Wpis z mikrobloga

Nierealne to wszystko się wydaje co ostatnio się dzieje w moim życiu. Ojciec i matka stracili robotę oboje na krótko przed emeryturą (ojciec 2, matka 3), odwołali się do sądu, ale dostali śmiesznie niskie odszkodowania i dodatkowo sąd nie nakazał ich ponownie zatrudnić. Ostatnio u mnie zdiagnozowali zakrzepicę w młodym wieku (jestem przed 30), a teraz jeszcze u ojca podejrzewają nowotwór, chociaż on nie ma żadnych objaów ale wynik TK i rezonansu jest dość jednoznaczny. I to wszystko w ciągu roku () #rak #przegryw #praca #pracbaza
  • 5
@BrakWolnegoLoginu U mnie u Ojca był rak jelita grubego i na razie skubany wygrał z nim. Po operacji, bez przerzutów a nawet bez stomii. A rak luźno wykryty. Tak że bez paniki tylko musicie szybko działać.

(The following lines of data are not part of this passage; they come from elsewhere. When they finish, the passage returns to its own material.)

PR #19310, opened 2023-09-17
[bitnami/nginx] add `cloneStaticSiteFromGit.extraEnvVarsSecret`

smehboub:
### Description of the change

 Add `cloneStaticSiteFromGit.extraEnvVarsSecret` value

### Benefits

Allow to use credentials as secret mounted as variables to clone the content of a private repository by using a token instead of a ssh key.
With this, we can use cloneStaticSiteFromGit.repository: "https://oauth2:${token}@github.com/example/test.git" by pickup the token from a secret.

### Possible drawbacks

None

### Checklist

### DIFF
--- a/bitnami/nginx/values.yaml
+++ b/bitnami/nginx/values.yaml
@@ -452,6 +452,9 @@ cloneStaticSiteFromGit:
   ## @param cloneStaticSiteFromGit.interval Interval for sidecar container pull from the Git repository
   ##
   interval: 60
+  ## @param cloneStaticSiteFromGit.extraEnvVarsSecret Secret with extra environment variables
+  ##
+  extraEnvVarsSecret: ""
   ## Additional configuration for git-clone-repository initContainer
   ##
   gitClone:
@@ -461,9 +464,6 @@ cloneStaticSiteFromGit:
     ## @param cloneStaticSiteFromGit.gitClone.args Override default container args for git-clone-repository
     ##
     args: []
-    ## @param cloneStaticSiteFromGit.gitClone.extraEnvVarsSecret Secret with extra environment variables
-    ##
-    extraEnvVarsSecret: ""
   ## Additional configuration for the git-repo-syncer container
   ##
   gitSync:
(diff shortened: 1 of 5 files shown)


smehboub:
Hello @andresbono,

Kindly please, is it possible to have any news about this MR ?

Thanks in advance.
Rgs,

bitnami/nginx/values.yaml
```diff
@@ -461,6 +461,9 @@ cloneStaticSiteFromGit:
     ## @param cloneStaticSiteFromGit.gitClone.args Override default container args for git-clone-repository
     ##
     args: []
+    ## @param cloneStaticSiteFromGit.gitClone.extraEnvVarsSecret Secret with extra environment variables
+    ##
+    extraEnvVarsSecret: ""
```
andresbono, line 466: For the use case that you described, it seems the token would be only necessary in the `git-clone-repository` initContainer, right? I guess that is why you included the new value under `gitClone`.

But I wonder if it wouldn't be more convenient to generalize `extraEnvVarsSecret` and set it under `cloneStaticSiteFromGit.extraEnvVarsSecret`, adding it for the 2 containers: `git-clone-repository` and `git-repo-syncer`. That would give the value more flexibility for different use cases that other users may come up with.

What do you think?

andresbono (commented):
Thank you so much for your contribution! Could you please check my comments?

smehboub:
> Thank you so much for your contribution! Could you please check my comments?

Thank you for your return!
I commited your proposition :-)

bitnami/nginx/values.yaml
smehboub: Yes it's a good idea, for the value flexibility for different use case.
I will make the change...

smehboub: The change is done ;-)

andresbono (approved):
LGTM thank you very much!

I made a minor change (moving the value below `extraEnvVars`).

PR #29270, opened 2024-09-06
[bitnami/minio]: fix missing `metrics.enabled` docs.

### LINKED ISSUE #29218: [bitnami/minio]: `metrics.prometheusRule` also requires `metrics.enabled` which doesn't exist.
### Name and Version

bitnami/minio 14.6.7

the docs for `metrics.prometheusRule` mention `metrics.enabled` but `metrics.enabled` isn't documented in `values.yaml`. Weirdly, `metrics.serviceMonitor` doesn't require `metrics.enabled`.

Karitham:
### Description of the change

Add documentation for `metrics.enabled`, currently required by `metrics.prometheusRule.enabled`

### Applicable issues

- fixes #29218

### Additional information

I didn't want to have to bump major by adding `metrics.enabled` to `metrics.serviceMonitor` checks, so I just added a todo comment. Let me know if instead we should add it and bump major.

### Checklist


bitnami/minio/templates/servicemonitor.yaml
```diff
@@ -2,7 +2,7 @@
 Copyright Broadcom, Inc. All Rights Reserved.
 SPDX-License-Identifier: APACHE-2.0
 */}}
-
+{{- /* TODO: On major version upgrade, add .Values.metrics.enabled to that check */}}
```
juan131, line 5: Given the default values is `false`, there shouldn't be any problem on adding the parameter on a minor version? I mean, there shouldn't be any upgradability issue, right?

bitnami/minio/values.yaml
```diff
@@ -1188,6 +1188,8 @@ metrics:
   ## To allow public access without authentication for prometheus metrics set environment as follows.
   ##
   prometheusAuthType: public
+  ## @param metrics.enabled Enable metrics
+  enabled: false
```
juan131, line 1192: For consistency with other charts:
```suggestion
  ## @param metrics.enabled Enable the export of Prometheus metrics
  ##
  enabled: false
```

bitnami/minio/templates/servicemonitor.yaml
Karitham: The people that are running with `metrics.serviceMonitor.enabled=true` but don't use the `metrics.prometheusRule` should have had no reason (at least no documented reason) to set `metrics.enabled=true`, so we would be removing the service monitor. This sounds like a breaking change to me but maybe I see it the wrong way

juan131: Fair enough! Let's keep the TODO then.

juan131 (approved):
LGTM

A nie wystarczy rodzicom się zatrudnić byle gdzie żeby do emerytury dociągnąć?
@Korax: problem w tym, ze z praca jest problem, ale przeprowadzilem sie do nich zeby finansowo im ponoc, wiec to nie jest jakas wielka tragedia. Mozliwe ze u ojca choroba szybko wykryta, bo TK z 2022 roku pokazywala zamiany ktorych lekarz radzil nie wycinac, tylko skontrolowac w ciagu 2-3 lat i teraz wyniki wyszly zdecydowanie gorsze.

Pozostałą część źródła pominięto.